* **WORK TASK**: Every record should be written out again in full, with no character altered.

* **TASK DATA**:
PR #199, opened 2026-03-10
Server documentation

MrLegitFTW:
## 🎯 MAIN GOAL
* adds documentation on how to deploy to the server + a layout 

## 🛠️ TESTING
- [x] all tests succeed

## 📝 DOCUMENTATION

**Missing documentation:**
* Will update README with an installation guide and some more main information

## 🔍 HOW TO TEST
1. go to github pages and :eye: 

## ⚠️ REMAINING ISSUES

## ✅ CLOSED ISSUES
- #197


docs/server/database.md
```diff
@@ -0,0 +1,112 @@
...
+For an interactive overview, open `server/database/db.dbml` with a DBML viewer (e.g.
+the [DBML viewer plugin](https://marketplace.visualstudio.com/items?itemName=matt-meyers.vscode-dbml) for VS Code).
+
+![Database svg](database.svg)
+
+### Core Tables
+
+**`productions`** – The central table. Represents a show or performance, with multilingual JSONB fields for title,
+subtitle, descriptions, artist, tagline, and credits. Also holds `performer_type`, `attendance_mode`, and a
+`planning_id` for external planning system references.
```
landgeet: I think we should remove planning ID here

docs/server/database.svg
landgeet, line 1: Some primary keys are highlighted as not null, others aren't.
Maybe we should make all of them non-nullable (even though pk implies this)?

landgeet (changes requested):
Looks really good, some general remarks:
- the images look really small and barely readable, so maybe a different them would help here, you can try some and send me how it looks.
- maybe you should remove the planningID from the database scheme because we don't use this anymore
- Looking at the database scheme, i realised we made some primary keys NOT NULL and the other we didn't, we should be consistent here (even though pk implicates not null)

docs/server/database.md
MrLegitFTW: We should indeed

Alikznollet (commented):
Vergeet niet nog eens dev te mergen.

Alikznollet (approved):

landgeet (approved):

Issue #171, opened 2026-03-07
[HEADER] general header


ddndauw:
- [ ] Create a header component.

PR #229, opened 2026-03-14
Header

jillvanham:
## 🎯 MAIN GOAL
- [ ] this PR implements the general header

## 🛠️ TESTING
- [ ] all tests succeed

**Missing tests:**
* all.

## 📝 DOCUMENTATION

**Missing documentation:**

## 🔍 HOW TO TEST
1. Type npm i in the root.
2. Start the localhost with npm run start:dev.
3. Check the header. Resize your browser window. Verify that the header elements adapt correctly and the hamburger menu appears on smaller screens.
4. Check the admin header by manually setting the admin state to true in Header.vue (const isAdmin = ref(true)).
5. Check out the light-dark mode and the language button.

* **ANSWER TO THIS TASK**:
PR #199, opened 2026-03-10
Server documentation

MrLegitFTW:
## 🎯 MAIN GOAL
* adds documentation on how to deploy to the server + a layout 

## 🛠️ TESTING
- [x] all tests succeed

## 📝 DOCUMENTATION

**Missing documentation:**
* Will update README with an installation guide and some more main information

## 🔍 HOW TO TEST
1. go to github pages and :eye: 

## ⚠️ REMAINING ISSUES

## ✅ CLOSED ISSUES
- #197


docs/server/database.md
```diff
@@ -0,0 +1,112 @@
...
+For an interactive overview, open `server/database/db.dbml` with a DBML viewer (e.g.
+the [DBML viewer plugin](https://marketplace.visualstudio.com/items?itemName=matt-meyers.vscode-dbml) for VS Code).
+
+![Database svg](database.svg)
+
+### Core Tables
+
+**`productions`** – The central table. Represents a show or performance, with multilingual JSONB fields for title,
+subtitle, descriptions, artist, tagline, and credits. Also holds `performer_type`, `attendance_mode`, and a
+`planning_id` for external planning system references.
```
landgeet: I think we should remove planning ID here

docs/server/database.svg
landgeet, line 1: Some primary keys are highlighted as not null, others aren't.
Maybe we should make all of them non-nullable (even though pk implies this)?

landgeet (changes requested):
Looks really good, some general remarks:
- the images look really small and barely readable, so maybe a different them would help here, you can try some and send me how it looks.
- maybe you should remove the planningID from the database scheme because we don't use this anymore
- Looking at the database scheme, i realised we made some primary keys NOT NULL and the other we didn't, we should be consistent here (even though pk implicates not null)

docs/server/database.md
MrLegitFTW: We should indeed

Alikznollet (commented):
Vergeet niet nog eens dev te mergen.

Alikznollet (approved):

landgeet (approved):

Issue #171, opened 2026-03-07
[HEADER] general header


ddndauw:
- [ ] Create a header component.

PR #229, opened 2026-03-14
Header

jillvanham:
## 🎯 MAIN GOAL
- [ ] this PR implements the general header

## 🛠️ TESTING
- [ ] all tests succeed

**Missing tests:**
* all.

## 📝 DOCUMENTATION

**Missing documentation:**

## 🔍 HOW TO TEST
1. Type npm i in the root.
2. Start the localhost with npm run start:dev.
3. Check the header. Resize your browser window. Verify that the header elements adapt correctly and the hamburger menu appears on smaller screens.
4. Check the admin header by manually setting the admin state to true in Header.vue (const isAdmin = ref(true)).
5. Check out the light-dark mode and the language button.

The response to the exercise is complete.